Saved data entries
────────────────────────────────────────
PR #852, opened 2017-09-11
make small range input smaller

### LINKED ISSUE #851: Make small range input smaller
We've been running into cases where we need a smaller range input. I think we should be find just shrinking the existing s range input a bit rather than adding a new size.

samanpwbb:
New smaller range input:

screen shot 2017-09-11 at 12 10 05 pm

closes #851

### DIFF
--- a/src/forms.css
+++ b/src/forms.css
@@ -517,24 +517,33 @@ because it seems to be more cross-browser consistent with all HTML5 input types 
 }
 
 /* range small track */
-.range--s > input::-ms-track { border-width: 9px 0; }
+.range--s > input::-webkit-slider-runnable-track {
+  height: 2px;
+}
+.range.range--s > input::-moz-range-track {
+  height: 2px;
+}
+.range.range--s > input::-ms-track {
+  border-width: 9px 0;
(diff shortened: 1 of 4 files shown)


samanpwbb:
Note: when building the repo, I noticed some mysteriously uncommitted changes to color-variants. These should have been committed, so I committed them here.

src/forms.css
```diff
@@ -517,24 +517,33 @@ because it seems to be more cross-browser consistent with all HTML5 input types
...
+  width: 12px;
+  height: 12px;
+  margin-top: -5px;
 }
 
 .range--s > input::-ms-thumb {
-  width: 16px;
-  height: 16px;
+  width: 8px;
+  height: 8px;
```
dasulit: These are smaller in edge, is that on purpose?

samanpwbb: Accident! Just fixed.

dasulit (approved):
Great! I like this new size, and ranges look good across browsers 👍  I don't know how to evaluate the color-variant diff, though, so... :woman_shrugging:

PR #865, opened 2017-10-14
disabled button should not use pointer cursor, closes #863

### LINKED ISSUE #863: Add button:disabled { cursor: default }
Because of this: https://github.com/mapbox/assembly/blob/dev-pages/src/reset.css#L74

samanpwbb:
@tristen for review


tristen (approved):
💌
────────────────────────────────────────
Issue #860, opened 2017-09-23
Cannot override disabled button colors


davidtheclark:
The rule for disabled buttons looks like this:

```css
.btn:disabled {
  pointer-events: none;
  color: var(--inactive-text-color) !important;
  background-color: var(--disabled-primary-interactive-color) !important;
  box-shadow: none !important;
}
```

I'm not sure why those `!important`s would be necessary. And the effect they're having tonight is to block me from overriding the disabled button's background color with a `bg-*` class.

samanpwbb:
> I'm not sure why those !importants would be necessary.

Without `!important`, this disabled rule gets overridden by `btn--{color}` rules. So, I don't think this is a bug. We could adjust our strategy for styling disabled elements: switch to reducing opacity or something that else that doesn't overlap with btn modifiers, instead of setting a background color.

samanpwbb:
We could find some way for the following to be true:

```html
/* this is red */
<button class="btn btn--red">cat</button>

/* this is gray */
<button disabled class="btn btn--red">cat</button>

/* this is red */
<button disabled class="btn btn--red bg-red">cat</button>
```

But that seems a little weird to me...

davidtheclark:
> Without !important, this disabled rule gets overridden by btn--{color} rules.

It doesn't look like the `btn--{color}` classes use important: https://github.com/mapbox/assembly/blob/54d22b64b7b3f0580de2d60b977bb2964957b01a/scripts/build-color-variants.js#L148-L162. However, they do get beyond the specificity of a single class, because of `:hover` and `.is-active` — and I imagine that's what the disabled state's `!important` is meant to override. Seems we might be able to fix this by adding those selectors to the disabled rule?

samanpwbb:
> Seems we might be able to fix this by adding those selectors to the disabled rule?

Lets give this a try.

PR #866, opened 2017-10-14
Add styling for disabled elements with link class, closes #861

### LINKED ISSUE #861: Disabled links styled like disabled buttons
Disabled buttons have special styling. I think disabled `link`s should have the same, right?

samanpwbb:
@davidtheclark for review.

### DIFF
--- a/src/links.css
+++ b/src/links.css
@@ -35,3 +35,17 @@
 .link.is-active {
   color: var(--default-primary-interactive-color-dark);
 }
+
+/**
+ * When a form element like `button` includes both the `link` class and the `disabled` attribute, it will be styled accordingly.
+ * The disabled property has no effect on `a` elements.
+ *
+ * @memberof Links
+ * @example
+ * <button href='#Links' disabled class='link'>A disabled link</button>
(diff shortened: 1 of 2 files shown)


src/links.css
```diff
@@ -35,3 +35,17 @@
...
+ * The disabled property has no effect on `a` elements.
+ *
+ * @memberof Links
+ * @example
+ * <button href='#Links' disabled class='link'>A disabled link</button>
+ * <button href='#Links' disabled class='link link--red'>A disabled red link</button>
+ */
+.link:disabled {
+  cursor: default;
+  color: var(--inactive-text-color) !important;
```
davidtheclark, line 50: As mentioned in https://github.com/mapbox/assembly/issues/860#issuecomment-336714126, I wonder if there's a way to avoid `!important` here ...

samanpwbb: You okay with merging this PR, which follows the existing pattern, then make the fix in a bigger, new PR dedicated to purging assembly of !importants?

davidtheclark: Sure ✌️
────────────────────────────────────────
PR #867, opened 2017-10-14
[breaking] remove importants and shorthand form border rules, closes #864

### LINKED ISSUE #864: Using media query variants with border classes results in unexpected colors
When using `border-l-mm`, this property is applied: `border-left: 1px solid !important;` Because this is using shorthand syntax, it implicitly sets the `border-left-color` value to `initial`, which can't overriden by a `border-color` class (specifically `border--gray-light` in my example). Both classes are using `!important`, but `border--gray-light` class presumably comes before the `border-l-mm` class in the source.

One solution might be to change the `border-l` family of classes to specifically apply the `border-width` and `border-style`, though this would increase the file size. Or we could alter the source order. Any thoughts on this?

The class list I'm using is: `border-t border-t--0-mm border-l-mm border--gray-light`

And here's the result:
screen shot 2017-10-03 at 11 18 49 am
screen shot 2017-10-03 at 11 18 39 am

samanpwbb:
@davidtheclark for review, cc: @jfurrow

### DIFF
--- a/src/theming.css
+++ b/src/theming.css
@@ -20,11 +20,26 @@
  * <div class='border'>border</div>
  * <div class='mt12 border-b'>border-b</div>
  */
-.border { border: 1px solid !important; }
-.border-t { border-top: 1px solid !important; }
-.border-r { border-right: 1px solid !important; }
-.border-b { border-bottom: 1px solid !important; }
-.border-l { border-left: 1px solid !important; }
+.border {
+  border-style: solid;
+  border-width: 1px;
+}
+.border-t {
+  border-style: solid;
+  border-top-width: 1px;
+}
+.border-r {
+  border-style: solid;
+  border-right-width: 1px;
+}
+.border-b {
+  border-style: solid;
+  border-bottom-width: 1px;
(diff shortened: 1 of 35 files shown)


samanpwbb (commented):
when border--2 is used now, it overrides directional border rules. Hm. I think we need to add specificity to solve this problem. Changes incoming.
────────────────────────────────────────
**Work task**. All lines of the data above that include the word "track" must be shown.

**Exercise solution**.
 /* range small track */
-.range--s > input::-ms-track { border-width: 9px 0; }
+.range--s > input::-webkit-slider-runnable-track {
+.range.range--s > input::-moz-range-track {
+.range.range--s > input::-ms-track {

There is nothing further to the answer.